李寐继言道:“我自幼习武,自创了一套丢人现眼的剑招,几十年来走南闯北,押镖送货,剑不离身。少侠看得出是江湖中人,身怀绝世武功。只要少侠按照约定,不使用内功大法,咱们比兵刃剑式,输赢尚未揭晓。”
他此前一直不动声色地观察,分析德明的功夫门派以及弱点,他就不信自己苦磨的武学造诣会败给初出茅庐的毛头小子。
面对敌人熊熊燃起的决心,德明不以为然,甚至嘴角挂起了一丝戏耍的笑意,她冲着梁乔良摇了摇手。
梁乔良当下会意,卯足力气,将炊云剑空中一抛而上:“王公子,接着!”
这下,除了德明,所有人都被这场火药味十足的比试弄得格外揪心。那个长须馆主忧心肿肿地提醒道:“徒儿,小心呐!”
“徒儿定要捍卫武馆的尊严!”
德明冷笑道:“哈哈,说得大义凛然!出手吧!”
“啊!”李寐大喊一声,挥着那似刀偏细、似剑偏粗的兵刃便砍过来。
德明稍稍一侧身,使炊云剑护在了胸前。

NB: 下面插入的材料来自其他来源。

PR #2398, opened 2025-11-23
Reorganize the downloads page

ViralBShah:
Reorganizing:

install -> downloads.
The old downloads -> manual downloads.

Addresses the discussion and suggested language in #2391. 

Also, try to get users to download and install without having to read any background on juliaup, which comes later on the page now.

### DIFF
--- a/downloads/platform.md
+++ b/downloads/platform.md
@@ -8,21 +8,12 @@ The instructions here refer to the latest stable release of Julia. If you are
 using the LTS version or an older version, please substitute the appropriate
 version number in the instructions.
 
-## Cross-platform installer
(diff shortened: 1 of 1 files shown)


Krastanov:
~~A minor suggestion: The wider internet might have links to /install. Is there a way to do a redirect so that it does not cause a 404?~~

My bad, the comment is already outdated.

ViralBShah:
Yes it is redirected. Also /install is relatively new. The traditional link has been /downloads.

Let’s see how this works out.

ViralBShah:
I'm merging this and we can fine tune things in newer PRs.

Krastanov:
Thank you!

Issue #2407, opened 2025-11-26
Blog post title is formatted strangely with a lot of whitespace before it


ViralBShah:
<img width="1150" height="559" alt="Image" src="https://github.com/user-attachments/assets/656b8c21-13a6-4855-b37f-07309282d2ce" />

mdrafi28:
Hey I can take this up and improve the placement of the headings to make the structure clearer. I will open a PR once its ready.

mdrafi28:
Hi @ViralBShah this change doesn’t fully resolve the issue, but it makes a small structural adjustment that improves how long headings behave without changing the existing style.
If you have a specific direction in mind for how the heading should ideally be structured, im happy to follow that. Otherwise I can propose a couple of minimal alternatives that stay within the current design language and community standards.

PR #2409, opened 2025-11-28
Fix RSS icon alignment for long blog titles

mdrafi28:
#2407 

### What this does
This adjusts the styling of blog post titles so the RSS icon remains visually aligned when titles wrap across multiple lines.

### Why
Longer blog titles previously caused the RSS icon to shift awkwardly in the layout, making the header feel unbalanced. This change improves readability without altering content or structure.

- CSS-only change
- Affects blog pages only
- No functional or behavioral impact

### DIFF
--- a/downloads/index.md
+++ b/downloads/index.md
@@ -4,16 +4,12 @@
 
 ~~~
 <div id="windows-instructions" style="display: none;">
-  Install Julia using the <a href="https://install.julialang.org/Julia.appinstaller">MSIX App Installer</a>. Alternatively, if you have access to the <a href="https://www.microsoft.com/store/apps/9NJNWW8PVKMN">Microsoft Store</a>, you can install Julia by running the following in the command prompt:<br><br>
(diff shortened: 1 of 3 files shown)


ViralBShah:
When Franklin regenerates the site, will anything in here get overwritten?

mdrafi28:
@ViralBShah the changes are limited to head.html and franklin.css which are source files. No generated output files were modified so nothing here would be overwritten when Franklin regenerates the site.

ViralBShah:
@mdrafi28 I don't think this fixed it. The title needs and date/author should be left aligned. 

Screenshot 2025-12-11 at 8 29 25 AM

mdrafi28:
Got it @ViralBShah ,this PR only addressed the RSS icon alignment. I was planning to handle the title, date alignment in a follow-up, but I wasn’t sure about the exact design direction, and the issue was closed before I could clarify. Now that I understand what’s needed, I’ll open a new PR shortly to fix the title and metadata alignment as well.

mdrafi28:
#2416  @ViralBShah could you please review this and let me know if any changes are needed?

PR #2406, opened 2025-11-26
Add code examples to the home page

IanButterworth:
Fixes https://github.com/JuliaLang/www.julialang.org/issues/2289

Just some starter code ideas from me and Claude.

https://julialang.netlify.app/previews/pr2406/

PR #2413, opened 2025-12-12
Fix julia mono downloads for code examples

IanButterworth:
And make it lazy load so it doesn't block page render.


IanButterworth:
@cormullion I think this addresses your review https://github.com/JuliaLang/www.julialang.org/pull/2406#issuecomment-3647425590 so I'll go ahead.

cormullion:
awesome - thanks!

PR #2415, opened 2025-12-13
Code examples: Tweak the first example ("Functions"), and add a new "Multiple Dispatch" example

DilumAluthge:
Preview URL: https://julialang.netlify.app/previews/PR2415/

Inspired by [this Discourse thread](https://discourse.julialang.org/t/multiple-dispatch-example-at-for-julialang-org/134537?u=dilumaluthge).

For Slide 1:

1. Change the slide title from "Multiple Dispatch" to "Functions"
2. Put the two invocations of `greet()` on separate lines (inspired by [this Discourse comment](https://discourse.julialang.org/t/multiple-dispatch-example-at-for-julialang-org/134537/2?u=dilumaluthge)).
3. Make the two methods of `greet()` more different from each other, to make it easier to quickly notice the visual difference.

For Slide 2:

“哐”的一声,两把材质不一的剑就来了个激烈的磨擦。
那李寐确实有点真本事,膛了几下,德明反守为攻,居然被他一一拆解。
但是有时候好的兆头,仅仅是兆头而已。十招过后,李寐渐渐感到力不从心。
虽然他练了半辈子的武功,积攒了很多与人过招的经验,可李寐只是一介武夫,不是江湖中人,没有经历仇杀和阴谋,他的速度、敏锐、反应自然差德明太多。而德明不单单是江湖中人,更是生长于杀人不见血的宫廷,十指紧握的,不是剑,而是命。
不一会儿,李寐便输得一败涂地。
德明即没有将他打成重伤,也不是击飞几丈远。杀人诛心,她的剑尖碰撞到李寐右手臂的麻穴,令他的手不经意间一颤抖,眼睁睁、又无能为力地看着敌人将剑落。
“咣……”,那把带来无数荣耀的剑就轻易坠落,李寐一时间愣住了。
作为一名剑客,连手中的剑都握不紧,还有何面目争论输赢。
值得一提的是,德明的剑根本就没有出鞘。她的炊云剑……嗜血。